The options don’t stop there. You can, for example, open up a whole new tool menu that gives you access to banner ads, AdSense, and Amazon editors.
The tool menu also lets you access the rotation editor – it’s the button with two arrows next to the code menu button. You can set up the rotation of several ads in the same space. To do so, you first need to add a couple of new options using the plus button, give them names and code, and choose whether you want to use the share or timed rotation, and specify the values.
Clicking on the rotation button will create the appropriate code. The ads will now rotate when you place them on your pages.
These are only some of the options that should get you on your way to managing ads properly. The plugin can also, for example, add ads to the footer and the header through the option. It can also detect ad blockers and let you either show them a popup message or redirect them to another page.

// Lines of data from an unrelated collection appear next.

PR #579, opened 2021-09-06
Shutdown kernels/terminals on api/shutdown

### LINKED ISSUE #578: api/shutdown does not shutdown running kernels
## Description

The `api/shutdown` end point is not shutting down the kernel sessions. This leaves the kernel processes hanging if they are not properly shut down before trying to shutdown the server.

This forces us to do the following in JupyterLab prior to sending POST `api/shutdown`: https://github.com/jupyterlab/jupyterlab/pull/10843/files

## Expected behavior

It might be nicer for the `api/shutdown` handler to first shut down the kernels before shutting down the server. 

## Context

This would be useful in contexts where *e.g.* JupyterLab is embedded in an electron app, so that we can overwrite the "close app" button behavior so that it sends the `api/shutdown` request only, not having to shut down all kernels manually.

martinRenou:
Fix #578

### DIFF
--- a/jupyter_server/services/shutdown.py
+++ b/jupyter_server/services/shutdown.py
@@ -11,7 +11,7 @@ class ShutdownHandler(JupyterHandler):
     async def post(self):
         self.log.info("Shutting down on /api/shutdown request.")
 
-        await self._cleanup()
+        await self.serverapp._cleanup()
 
         ioloop.IOLoop.current().stop()
 
--- a/jupyter_server/services/shutdown.py
+++ b/jupyter_server/services/shutdown.py
@@ -8,8 +8,11 @@ from jupyter_server.base.handlers import JupyterHandler
 
 class ShutdownHandler(JupyterHandler):
     @web.authenticated
-    def post(self):
+    async def post(self):
         self.log.info("Shutting down on /api/shutdown request.")
+
+        await self.kernel_manager.shutdown_all()
+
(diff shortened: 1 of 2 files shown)


davidbrochart:
Maybe we should do the same as when shutting down the server with Ctrl-C?
https://github.com/jupyter-server/jupyter_server/blob/52e1095fb5e4a3f1634f1dac43d708cd82885df1/jupyter_server/serverapp.py#L2631-L2639

jupyter_server/services/shutdown.py
```diff
@@ -8,8 +8,12 @@
 
 class ShutdownHandler(JupyterHandler):
     @web.authenticated
-    def post(self):
+    async def post(self):
         self.log.info("Shutting down on /api/shutdown request.")
+
+        await self.terminal_manager.terminate_all()
+        await self.kernel_manager.shutdown_all()
+
```
davidbrochart, line 16:
```suggestion

        await self._cleanup()

```

martinRenou: Actually this doesn't work. The handler does not inherit from the ServerApp, we don't have a cleanup method.

kevin-bates (approved):
Thanks @martinRenou - These changes look good and in fact resolve a [regression issue](https://github.com/jupyter-server/jupyter_server/issues/578#issuecomment-914441986).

Of course, to get the full benefits of the plugin, you’d have to use the paid version. But even the things you can do with the free version will be enough to allow for some basic ad management.
Let’s Wrap It Up!
When you’re considering the ways you have at your disposal for website monetization, ads are bound to come up soon or later. Advertising might not be what makes the world go around, but it seems to be powering the internet to a degree large enough that it’s impractical to try to avoid it.
Thanks to ad management solutions, however, you can do your best to make the ads as easy on the eyes and non-intrusive as possible. If you have a knack for it, and you have the right tool, you can make ads an integral part of the user experience. The “having a knack” part is up to you. For the right tool, Ad Inserter might be a solid choice.